ASSIGNMENT: Here is the listing. Report each line in it that contains the string "transformation".

EXERCISE DATA:
-------------------------

PR #465, opened 2024-12-24
Loki-transform: Remove custom entry point options

mlange05:
~_Note: This sits on top of PR #464 and requires CLOUDSC  CLOUDSC PR 106 to be merged first._~

~_Note: For testing only at this stage._~

Following the conversion to config-file based pipelines, this PR now removes all the custom entry point options under `loki-transform.py convert` and their associated use in CMake macros. It also removes the now unused `loki_transform_convert` entry point.

### DIFF
--- a/cmake/loki_transform.cmake
+++ b/cmake/loki_transform.cmake
@@ -386,62 +386,6 @@ endfunction()
 ##############################################################################
 # .rst:
 #
-# loki_transform_convert
-# ======================
-#
-# Deprecated interface to loki-transform.py. Use loki_transform( COMMAND convert ) instead.::
-#
-##############################################################################
-
-function( loki_transform_convert )
-
-    ecbuild_warn( "\
-loki_transform_convert() is deprecated and will be removed in a future version!
-Please use
-    loki_transform( COMMAND convert [...] )
-or
-    loki_transform_target( COMMAND convert [...] ).
-"
-    )
-
-    set( options
-         CPP DATA_OFFLOAD REMOVE_OPENMP ASSUME_DEVICEPTR GLOBAL_VAR_OFFLOAD
-         TRIM_VECTOR_SECTIONS REMOVE_DERIVED_ARGS INLINE_MEMBERS
-	 RESOLVE_SEQUENCE_ASSOCIATION DERIVE_ARGUMENT_ARRAY_SHAPE
-    )
-    set( oneValueArgs
-         MODE DIRECTIVE FRONTEND CONFIG PATH OUTPATH
-    )
-    set( multiValueArgs
-         OUTPUT DEPENDS INCLUDES HEADERS DEFINITIONS OMNI_INCLUDE XMOD
-    )
-
-    cmake_parse_arguments( _PAR "${options}" "${oneValueArgs}" "${multiValueArgs}" ${ARGN} )
-
-    if( _PAR_UNPARSED_ARGUMENTS )
-        ecbuild_critical( "Unknown keywords given to loki_transform_convert(): \"${_PAR_UNPARSED_ARGUMENTS}\"")
-    endif()
-
-    #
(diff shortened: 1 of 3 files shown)


cmake/loki_transform.cmake
```diff
@@ -291,26 +291,6 @@ function( loki_transform_target )
             list( APPEND _TRANSFORM_OPTIONS CPP )
         endif()
 
-        if( _PAR_T_INLINE_MEMBERS )
```
reuterbal, line 294: With these removed, we should now also remove the corresponding arguments from the CMake function - that will make sure that any options that have been specified are not silently ignored but do actually raise an error in CMake directly. For that, ll. 226-231 need to look like this:

```cmake
    set( options NO_PLAN_SOURCEDIR COPY_UNMODIFIED CPP CPP_PLAN )
    set( single_value_args TARGET COMMAND MODE FRONTEND CONFIG PLAN )
    set( multi_value_args SOURCES HEADERS DEFINITIONS INCLUDES )
```

Please also update the docstring to match the reduced interface.

cmake/loki_transform_helpers.cmake
```diff
@@ -84,41 +84,6 @@ macro( _loki_transform_parse_options )
         list( APPEND _ARGS --cpp )
     endif()
 
-    if( _PAR_DATA_OFFLOAD )
```
reuterbal, line 87: With these removed, the argument definition to `loki_transform` (ll. 48-57 in `loki_transform.cmake`) should be updated accordingly:
```cmake
    set( options CPP )
    set( oneValueArgs COMMAND MODE FRONTEND CONFIG BUILDDIR )
    set( multiValueArgs OUTPUT DEPENDS SOURCES HEADERS INCLUDES DEFINITIONS OMNI_INCLUDE XMOD )
```
Please also update the docstring of `loki_transform` accordingly.

Also, since we only have the `CPP` option left now, it might be worthwhile to just remove this macro and instead inline the remaining 3 lines of code into `loki_transform` and `loki_transform_plan` directly

scripts/loki_transform.py
```diff
@@ -193,260 +133,29 @@ def convert(
...
-
-        if callgraph:
-            scheduler.callgraph(callgraph)
-
-        return
-
-    if plan_file is not None:
-        msg = '[Loki] ERROR: Plan mode requires a pipeline definition in the config file.\n'
+    if not mode in config.pipelines:
+        msg = '[Loki] ERROR: Pipeline or transformation mode not found in config file.\n'
```
reuterbal, line 137: Might be helpful to mention the specified mode here, to spot typos quickly:
```suggestion
        msg = f'[Loki] ERROR: Pipeline or transformation mode "{mode}" not found in config file.\n'
```

scripts/loki_transform.py
```diff
@@ -193,260 +133,29 @@ def convert(
...
-            scheduler.write_cmake_plan(plan_file, rootpath=root)
-
-        if callgraph:
-            scheduler.callgraph(callgraph)
-
-        return
-
-    if plan_file is not None:
-        msg = '[Loki] ERROR: Plan mode requires a pipeline definition in the config file.\n'
+    if not mode in config.pipelines:
```
reuterbal, line 136: Pet peeve, I find this much more readable:
```suggestion
    if mode not in config.pipelines:
```

reuterbal (changes requested):
This is _very_ pleasing to see!

In addition to removing the processing of the CMake options we should directly remove them from the corresponding function interfaces - this will make sure to hard fail with an error instead of silently ignoring deprecated options, which I think is better at this stage.

mlange05:
@reuterbal Indeed, very satisfying! 😉  Thanks for the pointers, I think it's ready for another look.

reuterbal (approved):
Many thanks!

-------------------------

WRITTEN REPLY:
+        msg = '[Loki] ERROR: Pipeline or transformation mode not found in config file.\n'
        msg = f'[Loki] ERROR: Pipeline or transformation mode "{mode}" not found in config file.\n'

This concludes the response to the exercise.